> _WORK REQUIRED_
Please copy every line of the data in which the string "chunking" appears.

[[ RECORDED DATA, beginning ]]

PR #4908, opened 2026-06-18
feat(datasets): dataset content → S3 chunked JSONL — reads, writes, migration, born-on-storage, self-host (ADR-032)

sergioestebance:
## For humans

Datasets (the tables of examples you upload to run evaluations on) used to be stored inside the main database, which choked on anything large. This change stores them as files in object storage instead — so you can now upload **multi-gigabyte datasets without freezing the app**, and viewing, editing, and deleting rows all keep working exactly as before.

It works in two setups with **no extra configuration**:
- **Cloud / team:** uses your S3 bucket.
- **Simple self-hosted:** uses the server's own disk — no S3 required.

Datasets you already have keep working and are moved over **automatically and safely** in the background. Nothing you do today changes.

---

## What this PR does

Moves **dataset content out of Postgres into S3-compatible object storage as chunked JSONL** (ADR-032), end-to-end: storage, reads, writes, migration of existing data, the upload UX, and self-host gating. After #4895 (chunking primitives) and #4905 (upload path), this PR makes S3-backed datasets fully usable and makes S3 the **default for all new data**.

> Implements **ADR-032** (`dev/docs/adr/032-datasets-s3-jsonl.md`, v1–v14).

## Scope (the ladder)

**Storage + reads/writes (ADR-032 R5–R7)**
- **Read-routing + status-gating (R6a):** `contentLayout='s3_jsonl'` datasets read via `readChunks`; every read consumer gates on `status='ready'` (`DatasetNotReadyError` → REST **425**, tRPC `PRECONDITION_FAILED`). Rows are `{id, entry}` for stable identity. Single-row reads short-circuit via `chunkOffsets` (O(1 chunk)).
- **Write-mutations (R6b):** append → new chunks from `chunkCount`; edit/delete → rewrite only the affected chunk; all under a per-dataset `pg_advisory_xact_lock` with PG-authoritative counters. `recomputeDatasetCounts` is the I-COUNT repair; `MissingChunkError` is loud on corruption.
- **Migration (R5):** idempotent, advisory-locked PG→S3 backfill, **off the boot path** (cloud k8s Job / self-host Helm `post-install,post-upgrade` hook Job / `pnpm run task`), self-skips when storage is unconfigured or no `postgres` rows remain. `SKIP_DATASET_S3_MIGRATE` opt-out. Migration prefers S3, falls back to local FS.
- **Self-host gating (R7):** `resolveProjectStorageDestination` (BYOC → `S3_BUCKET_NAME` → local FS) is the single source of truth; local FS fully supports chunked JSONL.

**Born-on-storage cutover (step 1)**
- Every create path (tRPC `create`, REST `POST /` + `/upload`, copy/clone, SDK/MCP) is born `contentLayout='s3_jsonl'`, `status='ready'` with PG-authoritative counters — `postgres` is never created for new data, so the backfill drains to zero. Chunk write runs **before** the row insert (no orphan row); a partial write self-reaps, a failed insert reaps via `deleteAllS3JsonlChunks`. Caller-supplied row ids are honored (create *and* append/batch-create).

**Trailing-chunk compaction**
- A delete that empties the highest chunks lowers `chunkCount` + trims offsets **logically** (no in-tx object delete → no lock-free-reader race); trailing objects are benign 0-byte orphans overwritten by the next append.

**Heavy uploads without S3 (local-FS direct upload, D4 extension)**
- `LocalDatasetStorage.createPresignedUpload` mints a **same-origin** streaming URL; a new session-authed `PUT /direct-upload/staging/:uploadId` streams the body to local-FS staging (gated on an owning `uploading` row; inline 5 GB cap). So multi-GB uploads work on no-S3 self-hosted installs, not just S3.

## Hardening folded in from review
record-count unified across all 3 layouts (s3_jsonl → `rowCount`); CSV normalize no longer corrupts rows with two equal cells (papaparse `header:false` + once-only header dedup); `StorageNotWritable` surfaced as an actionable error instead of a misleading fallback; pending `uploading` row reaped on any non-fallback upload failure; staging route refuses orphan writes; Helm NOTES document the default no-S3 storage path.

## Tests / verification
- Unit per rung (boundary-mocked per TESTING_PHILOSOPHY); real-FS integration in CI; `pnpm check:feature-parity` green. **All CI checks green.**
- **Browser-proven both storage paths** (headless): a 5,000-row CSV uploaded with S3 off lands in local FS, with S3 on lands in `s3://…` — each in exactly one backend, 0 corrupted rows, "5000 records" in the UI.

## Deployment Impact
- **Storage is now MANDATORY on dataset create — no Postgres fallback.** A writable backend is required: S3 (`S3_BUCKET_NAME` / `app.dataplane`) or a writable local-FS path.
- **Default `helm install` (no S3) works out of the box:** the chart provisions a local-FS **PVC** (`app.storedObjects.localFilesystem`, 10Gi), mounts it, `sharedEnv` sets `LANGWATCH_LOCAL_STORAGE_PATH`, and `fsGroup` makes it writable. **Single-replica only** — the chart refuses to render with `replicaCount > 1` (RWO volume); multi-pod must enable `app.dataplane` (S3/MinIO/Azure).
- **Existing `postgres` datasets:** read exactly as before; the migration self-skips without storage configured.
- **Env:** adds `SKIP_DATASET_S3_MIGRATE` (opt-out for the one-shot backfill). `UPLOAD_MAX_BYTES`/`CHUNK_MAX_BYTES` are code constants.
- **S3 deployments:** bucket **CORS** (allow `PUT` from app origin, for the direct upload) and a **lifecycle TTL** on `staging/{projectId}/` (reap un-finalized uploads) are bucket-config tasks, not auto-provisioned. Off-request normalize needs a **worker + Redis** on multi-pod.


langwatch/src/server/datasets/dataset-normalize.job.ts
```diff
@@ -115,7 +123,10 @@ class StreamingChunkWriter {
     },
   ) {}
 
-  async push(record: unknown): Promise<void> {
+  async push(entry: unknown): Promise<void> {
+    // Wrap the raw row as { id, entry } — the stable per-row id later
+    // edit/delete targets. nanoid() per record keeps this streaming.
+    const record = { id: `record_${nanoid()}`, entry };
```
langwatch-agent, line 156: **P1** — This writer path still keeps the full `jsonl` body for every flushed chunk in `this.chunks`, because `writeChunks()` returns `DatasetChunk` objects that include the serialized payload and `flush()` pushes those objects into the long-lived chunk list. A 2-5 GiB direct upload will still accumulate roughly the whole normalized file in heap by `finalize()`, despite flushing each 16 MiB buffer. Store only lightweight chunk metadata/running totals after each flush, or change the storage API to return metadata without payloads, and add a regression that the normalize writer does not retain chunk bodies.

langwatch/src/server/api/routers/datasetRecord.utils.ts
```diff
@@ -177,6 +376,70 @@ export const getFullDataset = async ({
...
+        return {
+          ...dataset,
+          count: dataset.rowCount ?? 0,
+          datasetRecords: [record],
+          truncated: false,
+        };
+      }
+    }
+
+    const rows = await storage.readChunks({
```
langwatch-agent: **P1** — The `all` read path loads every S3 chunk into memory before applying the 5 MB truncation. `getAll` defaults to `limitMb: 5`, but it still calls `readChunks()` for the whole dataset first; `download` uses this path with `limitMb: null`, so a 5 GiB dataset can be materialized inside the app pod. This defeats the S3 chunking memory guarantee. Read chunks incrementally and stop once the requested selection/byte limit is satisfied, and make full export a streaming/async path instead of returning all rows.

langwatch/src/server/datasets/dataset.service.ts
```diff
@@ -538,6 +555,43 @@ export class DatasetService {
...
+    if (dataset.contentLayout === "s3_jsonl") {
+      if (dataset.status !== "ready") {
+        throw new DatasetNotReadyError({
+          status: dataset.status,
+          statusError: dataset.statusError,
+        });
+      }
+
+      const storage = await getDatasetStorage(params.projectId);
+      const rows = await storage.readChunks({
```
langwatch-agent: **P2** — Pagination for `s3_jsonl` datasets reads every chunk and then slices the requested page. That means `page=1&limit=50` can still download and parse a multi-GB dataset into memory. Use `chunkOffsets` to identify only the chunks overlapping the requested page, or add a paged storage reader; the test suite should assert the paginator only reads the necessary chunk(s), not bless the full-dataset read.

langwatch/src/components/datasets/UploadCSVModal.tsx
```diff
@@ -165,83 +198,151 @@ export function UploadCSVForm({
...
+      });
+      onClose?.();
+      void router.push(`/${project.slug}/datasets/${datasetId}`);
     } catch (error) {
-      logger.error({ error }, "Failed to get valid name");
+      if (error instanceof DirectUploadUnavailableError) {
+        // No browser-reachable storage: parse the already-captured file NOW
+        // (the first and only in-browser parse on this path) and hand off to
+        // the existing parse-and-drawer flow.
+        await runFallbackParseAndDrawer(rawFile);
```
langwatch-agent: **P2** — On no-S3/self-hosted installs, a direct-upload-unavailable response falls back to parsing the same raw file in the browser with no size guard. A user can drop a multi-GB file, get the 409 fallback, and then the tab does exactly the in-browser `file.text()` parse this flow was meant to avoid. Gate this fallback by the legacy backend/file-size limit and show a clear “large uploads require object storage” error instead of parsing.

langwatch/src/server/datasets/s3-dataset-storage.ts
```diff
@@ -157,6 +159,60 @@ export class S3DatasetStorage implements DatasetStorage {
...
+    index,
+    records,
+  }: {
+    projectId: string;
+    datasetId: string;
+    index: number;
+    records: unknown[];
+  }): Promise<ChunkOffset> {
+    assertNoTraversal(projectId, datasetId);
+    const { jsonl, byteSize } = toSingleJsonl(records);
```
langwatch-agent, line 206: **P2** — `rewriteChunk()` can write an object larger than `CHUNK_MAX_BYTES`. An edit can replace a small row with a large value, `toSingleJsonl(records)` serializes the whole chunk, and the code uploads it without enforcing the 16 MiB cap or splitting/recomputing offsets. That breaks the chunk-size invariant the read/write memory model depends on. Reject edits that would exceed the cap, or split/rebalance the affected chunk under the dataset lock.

[[ RECORDED DATA, end ]]

> _RESULT FOR THIS TASK_
Moves **dataset content out of Postgres into S3-compatible object storage as chunked JSONL** (ADR-032), end-to-end: storage, reads, writes, migration of existing data, the upload UX, and self-host gating. After #4895 (chunking primitives) and #4905 (upload path), this PR makes S3-backed datasets fully usable and makes S3 the **default for all new data**.
langwatch-agent: **P1** — The `all` read path loads every S3 chunk into memory before applying the 5 MB truncation. `getAll` defaults to `limitMb: 5`, but it still calls `readChunks()` for the whole dataset first; `download` uses this path with `limitMb: null`, so a 5 GiB dataset can be materialized inside the app pod. This defeats the S3 chunking memory guarantee. Read chunks incrementally and stop once the requested selection/byte limit is satisfied, and make full export a streaming/async path instead of returning all rows.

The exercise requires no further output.